Utente 401XXX
Buonasera Medici Italia
Sono una ragazza di 27 anni e da circa 7 soffro di acne. Per il primo anno il mio dermatologo ha cercato di curarlo somministrandomi creme di ogni tipo e genere. Non ottenendo alcun miglioramento mi è stata prescritta la cura con il roaccutan, che ha dato i risultati sperati. Per gli anni successivi ho continuato a prendere la pillola e la situazione era sotto controllo.
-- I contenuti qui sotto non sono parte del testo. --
PR #1956, opened 2021-11-12
Update auth0

mason-fish:
The main changes involved here are the following:

* we no longer assume or create defaults for protocol (`http` vs `https`) or ports.
* the `/events` zealot method is now facilitated with a fetcher.source which we wrap inside the `createBrimFetcher` layer, which is where we set auth credentials to requests based on workspace/lake
* the /auth/method endpoint wraps it's response in a describe block, so we needed to pull out the contents from it's `value` key. I expect this will not be necessary once some of the new zealot client behaviors (`resp.js()`) are introduced.
* with the protocol assumption removal mentioned above, we also run a migration to prepend all workspace hosts with "http://", since zealot no longer automatically does this.


zealot/util/utils.ts
```diff
@@ -8,7 +8,7 @@ function hasOwnProperty<X extends {}, Y extends PropertyKey>(
 }
 
 export function url(host: string, path: string) {
-  return `http://${host}${path}`
+  return `${host}${path}`
```
nwt, line 11: Maybe change `host` to `baseUrl` or some other URL-based name?

src/js/components/WorkspaceModals/WorkspaceForm.tsx
```diff
@@ -94,15 +94,15 @@ const WorkspaceForm = ({onClose, workspace}: Props) => {
...
+      label: "Lake URL",
       check: (value) => {
         if (isEmpty(value)) return [false, "must not be blank"]
         let isValid = true
         if (!isNewWorkspace && isDefaultWorkspace(workspace)) {
           const {host, port} = workspace
           isValid = value === host || value === [host, port].join(":")
         }
-        return [isValid, "cannot change host of default workspace"]
+        return [isValid, "cannot change lake url of default workspace"]
```
nwt, line 105: s/url/URL/ since this is user-facing.

zealot/zealot.ts
```diff
@@ -39,19 +34,16 @@ async function responseToPoolConfigs(
 }
 
 export function createZealot(
-  hostUrl: string,
+  host: string,
```
nwt, line 37: Would something like `baseUrl` would be a better name?

zealot/fetcher/fetcher.ts
```diff
@@ -1,72 +1,61 @@
...
+        headers
+      })
       if (!resp.ok) {
         const content = await parseContentType(resp)
         return Promise.reject(createError(content))
       }
       const iterator = createIterator(resp, args)
       return createStream(iterator, resp)
     },
-    async upload(args: FetchArgs): Promise<ZResponse> {
```
jameskerr, line 37: Can this be removed now? How do the progress updates happen now? The events endpoint?

mason-fish: Yeah we haven't been using this since I think we switched to use the load endpoint. There, we use nodeFetch and attach the request body as a stream then listen to the backend for progress updates.

src/js/state/getPersistable.ts
```diff
@@ -24,6 +24,7 @@ export function getWindowPersistable(state: State) {
     delete draft.workspaceStatuses
     delete draft.toolbars
     delete draft.configs
+    delete draft.modal
```
mason-fish, line 27: I threw this in bc I found a bad RSOD (red screen of death) bug when quitting and starting up again or refreshing the app if a modal is open. There is probably another solution (the error had to do with being unable to locate the modal dom element by it's #id) but I figured that we probably don't care to persist modals anyway.

zealot/fetcher/fetcher.ts
```diff
@@ -1,72 +1,108 @@
...
-export function createFetcher(host: string) {
+const fetchWithTimeout = async (
+  baseUrl: string,
+  args: FetchArgs
+): Promise<Response> => {
+  const {path, method, body, signal, headers, useNodeFetch} = args
+  const [wrappedSignal, clearTimeout] = useTimeoutSignal(signal)
+  if (body instanceof stream.Readable) {
+    body.once("data", () => clearTimeout())
+    body.once("start", () => clearTimeout())
```
mason-fish, line 30: This additional "start" listener is kind of a bummer, but was necessary for the brimcap stream pipeline where the stdout stream's data can take some time to begin to produce data, while the stderr stream's data progress gives us a quicker status report. Clearing the same timeout more than once has no realistic consequence.

nwt (approved):

zealot/fetcher/fetcher.ts
jameskerr: Sweet, thanks for the explanation.

jameskerr (approved):

Issue #1922, opened 2021-11-01
Rename "Workspace" and "Lake"


jameskerr:
We used to call "lakes" "workspaces" and we used to call "pools" "lakes". It's very confusing in certain files to see the names switched up. This ticket is a reminder to rename all those files, functions and variables. 

We should also write a migration to change all the URLs stored in the tab histories state, because the urls have the words "workspace" and "lake" in them too.

mccanne:
I also noticed that the list of workspaces goes away on restart.  They should be persistent.  I think of them like slack teams.  You shouldn't have to rejoin your slack teams every time you restart the app.

mccanne:
> I also noticed that the list of workspaces goes away on restart. They should be persistent. I think of them like slack teams. You shouldn't have to rejoin your slack teams every time you restart the app.

I realize the app implements the correct behavior in terms of keeping the connection list around but  I think it got removed when the service went down.  We should look into this.

jameskerr:
@mason-fish this is all done now?

mason-fish:
@jameskerr Yep!

PR #1957, opened 2021-11-13
change "Add Workspace..." to "Add Lake..."

mccanne:
This is an incomplete fix for issue #1922 but we are getting this
small change in now to immediately improve the cloud onboarding
terminology.  This will create some inconsistency in the docs that
refer to Workspace instead of Lake and throughout the code until
issue #1922 is addressed, but that should happen soon.


mason-fish (approved):
I changed a few more of the user facing instances of "workspace"

mattnibs:
Verified this works as of v0.28.0!

PR #1978, opened 2021-11-22
Add node version file for nodenv users

jameskerr:
In case anyone (me) uses nodenev, this file will make sure we're using the correct version of node.


mason-fish (approved):
👍

PR #1981, opened 2021-11-24
Zed Inspector

### LINKED ISSUE #1851: vertical values in log view
It should be easy to pivot between a horizontal "log like" view of data values (as is currently implemented in the log view) and a vertical "pretty -Z" style of data values.

The vertical value cells would have precisely the same formatting and styling as the horizontal value cells but would be displayed in an indented arrangement as with `zq -Z`.

There are many examples of JSON viewers out there that have collapsable views of embedded records. A lot of these UIs are poorly designed but the idea of collapsable elements is important especially for large, complex nested values. We could start out without any collapse-ability and add this functionality in a subsequent issue.

_Side note: we should have a new name for the "log view". Perhaps the "data view"? Or the "data browser"_

jameskerr:
The Zed Inspector is able to easily view heterogeneous data with complex and nested values. 

# Try It Out

This is a large feature that needs time to mature before we release it, so it's behind a feature flag. To run it, checkout this branch, then 
```
npm run start -- --feature-flags=zed-inspector
```

The zed data is passed to the `<Inspector />` component in the _values_ prop. That component transforms the array of zed values into an array of _RowData_. That row data is passed into the windowing component to be virtualized. The expanded state is kept in a JavaScript Map as _value => boolean_. 

**Collateral Changes:**

Some of this large diff are from these.

* All the Zed value classes had to have their TypeScript types changed from a union of concrete class types to an interface type.
* Moved all the Zed type colors into a single css file.
* Added Tab.**useState**(_key_, _defaultValue_) as a way to easily put temporary state variables in the Tab section of the redux store. It can be used just like React.useState.

**Known Bugs:**

* When the values array is large, the UI is sluggish. This is because the transformation from values into row data happens each time a value is expanded.
* Expanding a type expands all instances of that type in the results. This is because there is only ever one instance of a unique zed type and the expanded state is stored in a map where the zed value is the key. Since type values all share the same identity, expanding in one place expands them everywhere.

**To Do:** 
- [x] Auto switch to table view when the data shares a single shape.
- [x] Make sure each child has a unique key. We're still getting no-key errors.

Closes #1851 

https://user-images.githubusercontent.com/3460638/143324099-62287300-1e62-433c-8383-cd059b8e7aac.mp4


app/features/inspector/inspector.tsx
```diff
@@ -0,0 +1,102 @@
...
+      field: null,
+      key: null,
+      last: true,
+      // @ts-ignore
+      type: v.type
+    })
+  }
+
+  return (
+    <List
```
mason-fish, line 65: Would be nice to add an empty state here if there are no rows to render

mason-fish (approved):
Wow awesome work! Looks amazing 🔥 I like the code layout a lot: making those iterators with the generator functions is a good pattern.

Left a couple small comments. Perhaps in a later iteration, it would be nice to find a way to sync or at least remember scroll positions of each view so users can go back and forth without losing their place.

app/features/inspector/inspector.tsx
```diff
@@ -0,0 +1,102 @@
...
+    },
+    setExpanded: (value: zed.Value, bool: boolean) => {
+      const newMap = new Map(expanded.entries())
+      newMap.set(value, bool)
+      setExpanded(newMap)
+    }
+  }
+
+  for (const v of props.values) {
+    inspect({
```
mason-fish, line 53: This ultimately ends up building containers and annotating the ctx with them, but the verb "inspect" sounds more like a read-only action to me. Wdyt of a diff name like "inspectAndBuild", "generateContainers", or "annotateRows"?

app/features/inspector/inspector.tsx
jameskerr: Good point.

app/features/inspector/inspector.tsx
jameskerr: Hmm, let's talk more about this live.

Da circa un anno ho sospeso la pillola, in quanto avevo manifestato tutti i sintomi indesiderati riportati sul bugiardino. Da quel momento la situazione è chiaramente peggiorata, l'acne è ritornata colpendo le zone basse delle guance ed estendosi fino al collo (mentre quando ho iniziato ad avere l'acne le zone colpite erano interamente le guance). Sono tornata dal dermatologo ma a suo dire non si può fare nulla per questo acne se non tornare a prendere la pillola, e personalmente preferisco tenermi l'acne piuttosto che riprendere la pillola. Vorrei quindi sapere se effettivamente la cura con la pillola rappresenta l'unica soluzione o se è possibile trovare "una via di uscita" anche ricorrendo ad altri farmaci.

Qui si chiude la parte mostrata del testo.